(Collected data entries)
------------------------

PR #645, opened 2020-09-27
impl some funcs

mouzedrift:


Source/AliveLibAO/BaseBomb.cpp
```diff
@@ -6,14 +6,141 @@
...
 START_NS_AO
 
 ALIVE_VAR(1, 0x4FFA4C, short, word_4FFA4C, 0);
 
 void BaseBomb::VUpdate_417580()
 {
-    NOT_IMPLEMENTED();
+    PSX_RECT rect = {};
+
+    Event_Broadcast_417220(2, this);
```
paulsapps, line 21: should be an enum value for this

Source/AliveLibAO/BaseBomb.cpp
```diff
@@ -6,14 +6,141 @@
...
+    Event_Broadcast_417220(14, this);
```
paulsapps, line 22: and this one

PR #650, opened 2020-09-28
Abe::BulletDamage_4220B0.

d3nwah:


Source/AliveLibAO/Abe.cpp
```diff
@@ -2258,6 +2260,228 @@ __int16 Abe::TryMountElum_42E600()
     return eAbeStates::State_0_Idle_423520;
 }
 
+void Abe::BulletDamage_4220B0(Bullet* pBullet)
+{
+    PSX_RECT rect = {};
+    VGetBoundingRect_418120(&rect, 1);
```
paulsapps, line 2266: drop the address else isn't gonna be a virtual call

Source/AliveLibAO/Abe.cpp
```diff
@@ -2258,6 +2260,228 @@ __int16 Abe::TryMountElum_42E600()
...
+
+    enum class ShootKind
+    {
+        eEverythingElse_0 = 0,
+        eHanging_1 = 1,
+        eRolling_2 = 2,
+    };
+
+    if (field_FC_current_motion != eAbeStates::State_137_ElumUnmountBegin_42E2B0
```
paulsapps, line 2275: wouldn't it be better to invert this + return early so the rest of the func isn't so indented?

Source/AliveLibAO/Abe.cpp
```diff
@@ -2258,6 +2260,228 @@ __int16 Abe::TryMountElum_42E600()
...
+                    pBlood->ctor_4072B0(
+                        field_A8_xpos,
+                        pBullet->field_1C_ypos,
+                        yPos,
+                        FP_FromInteger(0),
+                        field_BC_sprite_scale,
+                        50);
+                }
+
+                if (shootKind != ShootKind::eEverythingElse_0)
```
paulsapps, line 2331: this would be easier to understand inverted

paulsapps: actually can't this be a switch ?

Source/AliveLibAO/Abe.cpp
```diff
@@ -2258,6 +2260,228 @@ __int16 Abe::TryMountElum_42E600()
...
+                        ElumKnockForward_42E780(1);
+                    }
+                    if (field_10_anim.field_4_flags.Get(AnimFlags::eBit5_FlipX) != pBullet->field_20 > FP_FromInteger(0))
+                    {
+                        field_FC_current_motion = eAbeStates::State_128_KnockForward_429330;
+                    }
+                    field_108_bMotionChanged = 1;
+                    field_106_shot = 0;
+
+                    field_B4_velx = field_BC_sprite_scale * FP_FromDouble(7.8);
```
paulsapps, line 2369: can't this go in the else? seems strange to calc it and then overwrite it sometimes

Source/AliveLibAO/Abe.cpp
```diff
@@ -2258,6 +2260,228 @@ __int16 Abe::TryMountElum_42E600()
...
+            case BulletType::Type_2:
+            {
+                if (field_BC_sprite_scale == FP_FromDouble(0.5))
+                {
+                    field_106_shot = 0;
+                    field_100_health = FP_FromInteger(1);
+                    return;
+                }
+
+                Path_TLV *pPath = nullptr;
```
paulsapps, line 2386: you should call this pTlv as its called in all other usages

Source/AliveLibAO/Abe.cpp
```diff
@@ -2258,6 +2260,228 @@ __int16 Abe::TryMountElum_42E600()
...
+                        pPath,
+                        FP_FromInteger(rect.x),
+                        FP_FromInteger(rect.y),
+                        FP_FromInteger(rect.x),
+                        FP_FromInteger(rect.y)
+                    );
+                    if (!pPath)
+                        break;
+
+                    if (pPath->field_4_type != 83)
```
paulsapps, line 2399: use the enum type, looks like ZCover and I think this is the inlined check for ZCover that already exists?

Source/AliveLibAO/Abe.cpp
```diff
@@ -2258,6 +2260,228 @@ __int16 Abe::TryMountElum_42E600()
...
+        {
+            field_112_prev_motion = field_FE_next_state;
+        }
+
+        Abe_SFX_2_42A220(14, 0, 0x7FFF, this);
+        Abe_SFX_42A4D0(10, 127, 0, this);
+        Abe_SFX_2_42A220(7, 0, 0x7FFF, this);
+        SFX_Play_43AE60(SoundEffect::Unknown_79, 0, -500, this);
+        SFX_Play_43AD70(SoundEffect::KillEffect_78, 0, this);
+        return;
```
paulsapps, line 2481: redundant

Source/AliveLibAO/Abe.cpp
d3nwah: AE doesn't have it, do it for AE also?

Source/AliveLibAO/Abe.cpp
```diff
@@ -2258,6 +2260,214 @@ __int16 Abe::TryMountElum_42E600()
...
+            {
+                field_106_shot = 0;
+                field_100_health = FP_FromInteger(1);
+                return;
+            }
+            if (shootKind != ShootKind::eEverythingElse_0)
+            {
+                if (shootKind == ShootKind::eHanging_1)
+                {
+                    field_FC_current_motion = 92;
```
paulsapps, line 2411: use the enum

Source/AliveLibAO/Abe.cpp
```diff
@@ -2258,6 +2260,214 @@ __int16 Abe::TryMountElum_42E600()
...
+                    field_108_bMotionChanged = 1;
+                    field_106_shot = 0;
+                    field_114_gnFrame = 0;
+                }
+                else if (shootKind == ShootKind::eRolling_2)
+                {
+                    field_FE_next_state = 147;
```
paulsapps, line 2418: enum

PR #651, opened 2020-09-28
impl some funcs

mouzedrift:


Source/AliveLibAO/BaseAnimatedWithPhysicsGameObject.cpp
```diff
@@ -47,9 +55,46 @@ BaseAnimatedWithPhysicsGameObject* BaseAnimatedWithPhysicsGameObject::ctor_417C1
     return this;
 }
 
-void BaseAnimatedWithPhysicsGameObject::Animation_Init_417FD0(int /*frameTableOffset*/, int /*maxW*/, int /*maxH*/, BYTE** /*ppAnimData*/, __int16 /*a6*/)
+void BaseAnimatedWithPhysicsGameObject::Animation_Init_417FD0(int frameTableOffset, int maxW, int maxH, BYTE** ppAnimData, __int16 a6)
 {
-    NOT_IMPLEMENTED();
+    const auto init = field_10_anim.Init_402D20(
```
paulsapps, line 60: might as well drop that var and put the call directly within in the if ?

Source/AliveLibAO/BaseAnimatedWithPhysicsGameObject.cpp
```diff
@@ -276,9 +321,20 @@ PSX_RECT* BaseAnimatedWithPhysicsGameObject::VGetBoundingRect_418120(PSX_RECT* p
...
 
-void BaseAnimatedWithPhysicsGameObject::SetTint_418750(const TintEntry* /*pTintArray*/, LevelIds /*levelId*/)
+void BaseAnimatedWithPhysicsGameObject::SetTint_418750(const TintEntry* pTintArray, LevelIds level_id)
 {
-    NOT_IMPLEMENTED();
+    while (pTintArray->field_0_level != static_cast<int>(level_id))
+    {
+        if (pTintArray->field_0_level == static_cast<int>(level_id) || pTintArray->field_0_level == static_cast<int>(LevelIds::eNone))
+        {
+            break;
```
paulsapps, line 330: is this OG? If it is and the item isn't found it seems like it could crash :oddtism:

Source/AliveLibAO/Particle.cpp
```diff
@@ -6,10 +6,32 @@
 
 START_NS_AO
 
-Particle* CC New_Particle_419D00(FP /*xpos*/, FP /*ypos*/, FP /*scale*/)
+Particle* CC New_Particle_DestroyOrCreateObject_419D00(FP xpos, FP ypos, FP scale)
```
paulsapps, line 9: rename the AE func to the same name?

Source/AliveLibAO/BaseAnimatedWithPhysicsGameObject.cpp
mouzedrift: just put it there because it reads a bit better imo /shrug

paulsapps: if you think its better then leave it as-is, its subjective :)

Source/AliveLibAO/BaseAnimatedWithPhysicsGameObject.cpp
mouzedrift: yup OG

PR #662, opened 2020-09-30
explosion and foot switch funcs

mouzedrift:


Source/AliveLibAO/FootSwitch.cpp
```diff
@@ -76,5 +77,54 @@ void FootSwitch::VScreenChanged_4889D0()
...
+    VUpdate_4888E0();
+}
+
+void FootSwitch::VUpdate_4888E0()
+{
+    switch (field_E8_state)
+    {
+    case States::eWaitForStepOnMe_0:
+        field_F0_pStoodOnMe = WhoIsStoodOnMe_488A60();
+        if (WhoIsStoodOnMe_488A60())
```
paulsapps, line 97: I think this should be using field_F0_pStoodOnMe  rather than calling it again

Source/AliveLibAO/FootSwitch.cpp
```diff
@@ -76,5 +77,54 @@ void FootSwitch::VScreenChanged_4889D0()
...
+        {
+            WhoIsStoodOnMe_488A60()->field_C_refCount++;
```
paulsapps, line 99: ditto

Issue #670, opened 2020-10-01
AO Rev Bug - Birds don't spawn


UltraStars3000:
**Description of issue:**
Pretty explicit uh?

**Steps to repro:**
Load the save: [bruh.zip](https://github.com/AliveTeam/alive_reversing/files/5312233/bruh.zip)

**Function:** `Factory::Factory_Dove_4834C0`

PR #672, opened 2020-10-01
#670 fix.

d3nwah:


Source/AliveLibAE/Factory.cpp
```diff
@@ -432,8 +432,8 @@ EXPORT void CC Factory_Dove_4D7E90(Path_TLV* pTlv, Path*, TlvItemInfoUnion tlvIn
             }
             else
             {
-                pDove->field_B8_xpos = FP_FromInteger((pTlv->field_8_top_left.field_0_x + width  * Math_NextRandom()) / 256);
-                ypos = (pTlv->field_8_top_left.field_2_y + height * Math_NextRandom()) / 256;
+                pDove->field_B8_xpos = FP_FromInteger(pTlv->field_8_top_left.field_0_x + width  * Math_NextRandom() / 256);
```
paulsapps, line 435: brackets should just be moved to the correct place rather than nuked

d3nwah: Personally, I don't see any place I deem "correct" for those, but feel free to add them if you think otherwise

paulsapps: I'll add them and hopefully not cause a regression

PR #675, opened 2020-10-01
[AO] Global SFX names Chapter 2

UltraStars3000:
Also deleted the whole logger to only display the 3 missing ones


Source/AliveLibAO/WinMain.cpp
```diff
@@ -581,6 +582,24 @@ EXPORT void CC Game_Loop_437630()
 
     while (!sBreakGameLoop_507B78 && !gBaseGameObject_list_9F2DF0->Empty())
     {
+        static unsigned char sfxId = 0;
```
paulsapps, line 585: can this get moved into its own func or removed if it isn't needed anymore?

PR #702, opened 2020-10-05
fix bird portal crash side effect

mouzedrift:


Source/AliveLibAO/Mudokon.cpp
```diff
@@ -1134,7 +1134,7 @@ __int16 Mudokon::FindBirdPortal_440250()
         return 0;
     }
 
-    if (FP_Abs(field_1AC_pBirdPortal->field_18_xpos - field_A8_xpos) < FP_FromInteger(gPsxDisplay_504C78.field_0_width) ||
+    if (FP_Abs(field_1AC_pBirdPortal->field_18_xpos - field_A8_xpos) < FP_FromInteger(gPsxDisplay_504C78.field_0_width << 16) ||
```
paulsapps, line 1137: FP_FromInteger is already doing the << 16 so now its << 32.... hmm

PR #427, opened 2018-09-28
Extension framework

Nightsd01:
• The iOS clang linker will emit a warning if an iOS app extension uses a framework that uses UIKit (or some other extension-unavailable API) 
• To fix this (and to improve separation of concerns), we will be splitting out Notification Service Extension functionality into its own separate framework for the next major release (3.0)

---
This change is [Reviewable](https://reviewable.io/reviews/onesignal/onesignal-ios-sdk/427)


Nightsd01:
___
*[iOS_SDK/OneSignalSDK/Source/OneSignalExtensionBadgeHandler.m, line 46 at r1](https://reviewable.io/reviews/onesignal/onesignal-ios-sdk/427#-LNT1gT6COksEtzqUA-O:-LO05ANT9Xmu4xPXUnV0:b-xfwbm6) ([raw file](https://github.com/onesignal/onesignal-ios-sdk/blob/4aeb6d8cda816712411d58324b085ba83685d79f/iOS_SDK/OneSignalSDK/Source/OneSignalExtensionBadgeHandler.m#L46)):*

Why change these from inferred types? If this is due to the pre processors missing can we moved them into a header that can be shared?
</blockquote></details>

Fixed. Discussed this with Josh and decided it's a good idea to keep using let/var auto deduced type macros. Moved the auto-deduce type macros to `OneSignalShared.h` so that it can be shared between the SDK and Extension framework.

------------------------

**Work to complete:** Lines that include the word "correct" — how many are there in the data? Answer with the number alone.

**Answer section:** 2